**Given information:**
= Beginning of Section =

PR #4, opened 2020-06-11
Add a quirks section

dcodeIO:
As discussed on Slack recently, this PR restructures what previously were "limitations" to a more general "quirks" section, where we can mention more aspects like null checking on fields. Moves the FAQ to its own page again so one can skip it more naturally and the basics page doesn't get too overwhelming. Also moves "built-with-assemblyscript" to examples, where it fits better.

cc @trusktr


dcodeIO:
Merging since no objections :)

PR #21, opened 2020-10-05
Say "Unicode code point" instead of "UTF-8 code point".

sunfishcode:
This avoids ambiguity since code points are a Unicode-level concept, and
aren't specific to UTF-8.


dcodeIO:
Thanks!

= End of Section =

**Directions for this task:**
All the lines above should appear again in the answer, exactly as written.

**Response for this exercise:**
PR #4, opened 2020-06-11
Add a quirks section

dcodeIO:
As discussed on Slack recently, this PR restructures what previously were "limitations" to a more general "quirks" section, where we can mention more aspects like null checking on fields. Moves the FAQ to its own page again so one can skip it more naturally and the basics page doesn't get too overwhelming. Also moves "built-with-assemblyscript" to examples, where it fits better.

cc @trusktr


dcodeIO:
Merging since no objections :)

PR #21, opened 2020-10-05
Say "Unicode code point" instead of "UTF-8 code point".

sunfishcode:
This avoids ambiguity since code points are a Unicode-level concept, and
aren't specific to UTF-8.


dcodeIO:
Thanks!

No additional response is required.